3.2.2. Co-Citation Analysis
The co-citation analysis maps the intellectual structure of the field by examining the relationships among the references cited within the sample documents, with two sources considered co-cited when they appear together in a third document (Aria & Cuccurullo, 2017). Applying a minimum threshold of four citations per reference yielded a core set of 53 influential sources (Figure 10 and Table A3, Appendix D). The resulting network comprises four thematic clusters and 777 significant links, providing a clear representation of the field’s conceptual structure and dominant theoretical trajectories while excluding peripheral or low-impact citations.
The red cluster (theoretical hub) represents the core knowledge base of the field, centered on the COM-B model and BCW (Cane et al., 2012; Michie et al., 2011) The high link density within this cluster indicates a strong theoretical integration and close conceptual alignment. The blue cluster (sustainability transition) is anchored by (Graça et al., 2023; Willett et al., 2019), focusing on the shift toward a plant-based diet within a global food system. The green cluster (consumer psychology) focuses on specific dimensions of consumer behavior, particularly on meat reduction (Kemper, 2020), and meat substitutes (Kerslake et al., 2022), mapping the psychological dimensions of the meat-diet domain. Finally, the yellow cluster (COM-B application led by Sijtsema et al., 2021) specifically explores the capabilities and opportunities of flexitarians, linking theoretical constructs directly to consumer practice.
3.2.3. Co-Word Analysis
A keyword co-occurrence analysis extends beyond frequency counts to capture the structural relationships among concepts, revealing how behavioral frameworks are operationalized across consumption domains (Figure A3, Appendix D). After data cleaning and term consolidation, the network comprised 29 keywords organized into six clusters (73 links; total link strength = 90). High-centrality nodes—food, health, attitudes, and behavior—anchor the network, linking behavioral mechanisms with dietary practices and sustainability contexts. While sustainability functions as an important connector, empirical activity is most densely concentrated around health-related behaviors, demographic-specific barriers (particularly among young adults), and intervention design. The relative isolation of the plant-based diet cluster suggests a specialized but weakly integrated research niche.

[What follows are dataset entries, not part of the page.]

PR #386, opened 2026-09-15
fix(pptx): validate schemas from checkout paths with spaces

### LINKED ISSUE #385: PPTX schema validation reports false violations when the checkout path contains spaces
### App
Build / packaging — PPTX OOXML schema validation

### Version and OS
Commit e064f3ad686d0466408a15d91cf87efef158ee09, macOS, Node 24, system xmllint/libxml 2.9.13.

### What happened?
The PPTX schema gate reports false violations for clean presentations when the repository directory contains spaces.

Reproduction with an unmodified checkout and dependencies installed:
1. Place the checkout in a directory such as `/tmp/genoffice baseline`.
2. Run `npm test -w @genoffice/pptx-engine -- --run tests/ooxml-schema.test.ts`.
3. The `a deck built from scratch validates clean` test fails with duplicate schema import warnings.
4. Move the same checkout to `/tmp/genoffice-baseline` and rerun the same command: the test suite passes.

Expected: the same clean deck should validate regardless of spaces in the checkout path.
Actual: imported schemas appear under both raw-space and `%20`-encoded paths; the validator turns these schema-parser warnings into presentation violations. The full PPTX engine suite produces 17 failures in this environment.

### Logs / investigation
Representative message (path shortened):
```
Element '{http://www.w3.org/2001/XMLSchema}import': Skipping import of schema located at '/tmp/genoffice%20baseline/tools/ooxml-validate/schemas/dml-main.xsd' ... since this namespace was already imported with the schema located at '/tmp/genoffice baseline/tools/ooxml-validate/schemas/dml-main.xsd'.
```

`validate-pptx.mjs` passes an absolute schema path to xmllint. Running xmllint with the schema directory as its working directory and passing the schema basename resolves this locally, without suppressing validation diagnostics. I have a focused regression test that copies the validator into a temporary directory containing spaces; it fails before this change and passes afterward.

qinghuanandejiangshi:
Fixes #385.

To reduce the subjectivity associated with author-defined keywords, a complementary keyword plus co-occurrence analysis was conducted (Figure 11). The resulting network (28 nodes; 113 links; TLS = 55.50) confirms the same intellectual core identified in the author keyword analysis, while further refining the thematic structure through an algorithmic extraction of concepts from the cited references. The analysis identifies food, health, attitudes, and behavior as central mediating nodes and delineates nine clusters spanning environmental drivers (e.g., climate change, green), psychological mechanisms (e.g., intentions, perceptions), and applied intervention domains (e.g., nutrition, policy). This pattern is further reflected in the Trend Topics analysis (Figure 12).

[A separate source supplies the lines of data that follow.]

PR #387, opened 2026-09-15
fix(sheets): infer pivot source from a single selected cell

### LINKED ISSUE #375: Sheets - Create Pivot table from continouos region
### App

GenOffice Sheets (sheets)

### Problem

Hi,
Feature is similar to that from #298 but this time is for Pivot Tables
Currently I have to select all required cells

### Proposed solution

Clicking one cell in a continuous region or Table and selecting Insert -> Pivot Table would run Pivot Table creation for that Region/Table.

BTW:
Genoffice told me that Pivot Table advanced features are in development. So I'll wait patiently and learn/play with stuff currently available.
Thank you,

The analysis shows the coexistence of long-standing thematic anchors (health, food, diet), alongside emerging interests in behavior change, attitudes, and sustainability, with the peak intensity observed between 2023 and 2025. Terms such as “young adults” and “barriers” display shorter but highly concentrated periods of prominence, reflecting their relevance in applied, intervention-oriented research. The shift from broad dietary descriptors toward specific psychological constructs, such as “intentions” and “perceptions”, suggests a move from descriptive analyses toward diagnosing the underlying drivers of the intent–behavior gap-. This transition highlights the need for a deeper qualitative and structural examination of how these constructs are operationalized across diverse socio-economic contexts.
4. Content Analysis
The content analysis complements the bibliometric findings by examining how responsible consumption is addressed across the selected literature. Bibliometric patterns indicate a strong concentration on individual level behavioral determinants, particularly attitudes, intentions, and health-related drivers, alongside a comparatively peripheral treatment of policy and systemic factors. Building on these insights, the content analysis systematically assessed three interrelated dimensions: the analytical level at which behavioral influences are analyzed (micro, meso, or macro), the primary SDG 12 target addressed by each study, and the geographical context and associated country income group. A detailed overview of these dimensions is provided in Table A4 (Appendix E).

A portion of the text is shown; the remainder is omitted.